Condition: sum (Current Optimized Run time) < Available_time_Perday 

Logic to run : current Optimized Run time + Run time 

stop condition: sum (Current Optimized Run time) > Available_time_Perday 

and need to load the output in Optimized Run time column against respective Item

Labels (6)
4 Replies
SRA
Partner - Creator
Partner - Creator

Hi,

Not sure to understand what you need... Could you give us the result you expect as an example?

For these 2 lines, do you expect 1152 as a result ?

If yes, why not calculating this from the script with :

Round(Available_time_Perday/Run_time)*Run_time as Optimized_Run_time

You could also do it with a measure if needed

Regards,

SRA

Sivalingam
Contributor II
Contributor II
Author

Hi SRA  - Thanks for your quick response - here with I given an example to show what I am expecting as an output.

              Optimized Run time
              Loop cycle need to be executed
Item QTY_on hand Ctime Plan Run time Set up time Available_time_PerWeek During 1nd loop During 2nd loop During 3rd loop During 4th loop During 5th loop
Item-1 1718 0.5 1728 864 200 7344 1064 1928 2792 3656 -
Item-2 1323 0.5 1152 576 200 776 1352 1928 2504 -
Item-3 1323 0.5 576 288 200 488 776 1064 1184 -
              2328 4056 5784 7344 -
                    Result Required

 

1 Here available time is common for total cell
2 During first loop only I want to add set up time
3 in next loops I want to add only run time with the original value wrt item until condition satisfy 
4 if optimized run time exits available time in that case I want to add only the remaining time to meet the sum of optimized run time = available time
Example - item-3 During 4th loop, sum of optimized run time (7512) exceeds available time (7344) in this case I want to add only 120 against item-3 instead of 576
Sivalingam
Contributor II
Contributor II
Author

Hello qlikers  - is there anybody, can suggest a solution to solve the above issue.

 

marcus_sommer

It's not quite clear how your raw-data are look like and how the target-data should be to fulfill all view-requierements. I think you could use two approaches  - probably in some combinations.

This would be to use interrecord-functions like previous() and peek() within a properly sorted resident-load to query the previous loaded records within n nested if-loops and creating in extra columns information like a numbering, accumulation, offset-calculation, flagging and so on.

The above could provide a lot of valuable information but it won't create directly extra/separate records.
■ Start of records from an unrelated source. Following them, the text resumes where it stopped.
PR #5555, opened 2026-05-21
misc(clickhouse): Define primary key for events_enriched table

vincent-pochet:
## Description

This PR sets the `primary_key` attribute for `events_enriched` and `events_enriched_expanded` tables.
These two tables does not define a primary key and this change allows us to use `in_batch` AR method with a `cursor` to loop over rows.

### DIFF
--- a/app/models/clickhouse/events_enriched.rb
+++ b/app/models/clickhouse/events_enriched.rb
@@ -3,6 +3,7 @@
 module Clickhouse
   class EventsEnriched < BaseRecord
     self.table_name = "events_enriched"
+    self.primary_key = [:organization_id, :code, :external_subscription_id, :timestamp]
   end
 end
 
--- a/app/models/clickhouse/events_enriched_expanded.rb
+++ b/app/models/clickhouse/events_enriched_expanded.rb
@@ -3,6 +3,14 @@
 module Clickhouse
   class EventsEnrichedExpanded < BaseRecord
     self.table_name = "events_enriched_expanded"
+    self.primary_key = [
+      :organization_id,
+      :code,
+      :external_subscription_id,
+      :charge_id,
+      :charge_filter_id,
+      :timestamp
+    ]
   end
 end
 
--- a/spec/models/clickhouse/events_enriched_expanded_spec.rb
+++ b/spec/models/clickhouse/events_enriched_expanded_spec.rb
@@ -1,0 +1,25 @@
+# frozen_string_literal: true
+
+require "rails_helper"
+
+RSpec.describe Clickhouse::EventsEnrichedExpanded, clickhouse: true do
+  subject(:events_enriched_expanded) { create(:clickhouse_events_enriched_expanded) }
+
+  it "persists a record via the factory" do
+    expect(events_enriched_expanded).to be_persisted
+  end
+
+  describe ".table_name" do
+    it "is events_enriched_expanded" do
+      expect(described_class.table_name).to eq("events_enriched_expanded")
+    end
+  end
+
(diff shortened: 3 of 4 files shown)


app/models/clickhouse/events_enriched.rb
```diff
@@ -3,6 +3,7 @@
 module Clickhouse
   class EventsEnriched < BaseRecord
     self.table_name = "events_enriched"
+    self.primary_key = [:organization_id, :code, :external_subscription_id, :timestamp]
```
toommz, line 6: Could it be a problem that the ORDER BY clause on the table definition is not the same as the primary key defined in the Rails model? (`ORDER BY (organization_id, code, external_subscription_id, toDate(timestamp), timestamp, transaction_id) `)

Also, the primary key defined at the table level is `PRIMARY KEY (organization_id, code, external_subscription_id, toDate(timestamp))` (applying toDate on the timestamp). Here the definition doesn't do that. But that might not be a problem at all 🤷

app/models/clickhouse/events_enriched_expanded.rb
```diff
@@ -3,6 +3,14 @@
...
   class EventsEnrichedExpanded < BaseRecord
     self.table_name = "events_enriched_expanded"
+    self.primary_key = [
+      :organization_id,
+      :code,
+      :external_subscription_id,
+      :charge_id,
+      :charge_filter_id,
+      :timestamp
+    ]
```
toommz, line 13: Here it's the same "discrepancy" between the primary key definition and the table definition.

But still not sure on my side if it's a problem or a deliberate choice 😊

groyoh (approved):
Let's add a simple test to ensure no regression 🙏

app/models/clickhouse/events_enriched.rb
groyoh: Nice catch!

vincent-pochet: @toommz  @groyoh 

Actually, the ORDER BY clause of Clickhouse should be seen as some sort of index that defined how the records are sorted in the table. 
Since we are also defining a Primary key (optional in Clickhouse which would just use the ORDER BY otherwise), I wanted to exposes it this in the model.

If they are needed for any views they could be created with an internal while load-loop, for example with a logic like:

load *, value + iterno() as X resident Y while min + iterno() <= max;

Further helpful might be to extract any sub-sets of data and mapping/joining them back, for example min/max/count/concat aggregations in self-joins or concatenate-loads.

The main-challenge is to develop a working business-logic and to derive the needed execution-information to control the above hinted measurements. The technically implementation of the interrecord/loop/aggregation stuff is then rather simple.